It’s an exciting time to join us!

The Andelyn Biosciences’ Quality Control group is seeking a motivated individual to join our growing team as a Associate Director – Quality Control

The AD of Quality Control will be responsible for all aspects of the Quality Control laboratory, including but not limited to material, in-process and release testing, stability testing, contract lab testing, Micro/EM testing. The AD of QC will assist in team management to support externally sourced projects and quality events. He/She should be able to perform in-depth laboratory investigations based on regulatory guidance and scientific understanding.  We are looking for a detail-oriented, quality-minded person who can make critical decisions independently and promptly. The AD of QC will act as an interdepartmental liaison to various groups, including Analytical Development, Manufacturing, and Quality Assurance.
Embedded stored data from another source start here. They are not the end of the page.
PR #299, opened 2019-02-09
[WIP] Collects shipping totals on order creation

mccottry:
https://app.asana.com/0/544708310157130/1108910545116701

Always collects shipping totals on order creation to assure shipping methods are there to pass validation.

### DIFF
--- a/app/code/community/Bolt/Boltpay/Model/Order.php
+++ b/app/code/community/Bolt/Boltpay/Model/Order.php
@@ -123,11 +123,18 @@ class Bolt_Boltpay_Model_Order extends Mage_Core_Model_Abstract
                 $shippingMethodCode = $transaction->order->cart->shipments[0]->reference;
             }
 
-            $immutableQuote->getShippingAddress()->setShouldIgnoreValidation(true)->save();
             $immutableQuote->getBillingAddress()->setShouldIgnoreValidation(true)->save();
 
+            /** @var Mage_Sales_Model_Quote_Address $shippingAddress */
+            $shippingAddress = $immutableQuote
+                ->getShippingAddress()
+                ->setCollectShippingRates(true)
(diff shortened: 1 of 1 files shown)


app/code/community/Bolt/Boltpay/Model/Order.php
```diff
@@ -123,11 +123,18 @@ public function createOrder($reference, $sessionQuoteId = null, $isAjaxRequest =
...
             }
 
-            $immutableQuote->getShippingAddress()->setShouldIgnoreValidation(true)->save();
             $immutableQuote->getBillingAddress()->setShouldIgnoreValidation(true)->save();
 
+            /** @var Mage_Sales_Model_Quote_Address $shippingAddress */
+            $shippingAddress = $immutableQuote
+                ->getShippingAddress()
+                ->setCollectShippingRates(true)
+                ->collectShippingRates()
```
johnmccombs1: I seem to recall that there was a reason that we didn't want to do this but I can't remember now. Something about shipping method rates not being the same sometimes as they were at the time that the customer selected the rate, or sometimes the 3rd party fails to return rates at this step. This shouldn't happen of course, but it does leave us open to an additional potential discrepancy. Do we know why sometimes the shipping rates go missing? I'm good with this solution but there might be some fallout.

mccottry: @johnmccombs1 I thought about this an hour or two while implementing the code and there are several factors to consider.  Still, I expected and I am glad for your response as there are several things in the release implementation and in this solution that leave me feeling uneasy.  For this reason, I am going to change this to a WIP and reopen the pull request after rewriting and discussing the problems with you and the M1 team offline.

mccottry:
Handle via PR #304

PR #303, opened 2019-02-11
Ensure customer is logged in when saving the order

johnmccombs1:
Asana task: https://app.asana.com/0/564264490825835/1108525009378275

### DIFF
--- a/app/code/community/Bolt/Boltpay/controllers/OrderController.php
+++ b/app/code/community/Bolt/Boltpay/controllers/OrderController.php
@@ -63,23 +63,10 @@ class Bolt_Boltpay_OrderController extends Mage_Core_Controller_Front_Action
             $transactionHelper = Mage::helper('boltpay/transaction');
             /** @var  Bolt_Boltpay_Model_Order $orderModel */
             $orderModel = Mage::getModel('boltpay/order');
-            $immutableQuoteId = $transactionHelper->getImmutableQuoteIdFromTransaction($transaction);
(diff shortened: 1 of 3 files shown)


app/code/community/Bolt/Boltpay/controllers/OrderController.php
```diff
@@ -63,10 +63,23 @@ public function saveAction()
             $transactionHelper = Mage::helper('boltpay/transaction');
             /** @var  Bolt_Boltpay_Model_Order $orderModel */
             $orderModel = Mage::getModel('boltpay/order');
-            $order = $orderModel->getOrderByQuoteId($transactionHelper->getImmutableQuoteIdFromTransaction($transaction));
+            $immutableQuoteId = $transactionHelper->getImmutableQuoteIdFromTransaction($transaction);
+            $order = $orderModel->getOrderByQuoteId($immutableQuoteId);
 
             if ($order->isObjectNew()) {
-                $orderModel->createOrder($reference, $checkoutSession->getQuoteId(), true, $transaction);
+                $sessionQuoteId = $checkoutSession->getQuoteId();
```
mccottry: @johnmccombs 
This is a great insight.  I was thinking about another error that I am seeing that comes via orphaned transactions where the cause could be that the customer is not logged in.  For this reason, it will be better if you move this code to `Bolt_Boltpay_Model_Order::createOrder`

Can you make this change as I would like to use this code A.S.A.P?  I'm hoping this morning if possible.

AD of QC should have some expertise in technical writing and Investigations.  He/She should exercise judgment and maintain a high level of compliance with applicable procedures, standards, and alignment with GxP regulations.  He/She must deliver all deliverables in a timely manner.  He/She must have sense of urgency client facing attitude.

 

Schedule: Full-time (Benefits Eligible)  

Location:  Andelyn Corporate Center (ACC)

                  1180 Arthur E. Adams Dr.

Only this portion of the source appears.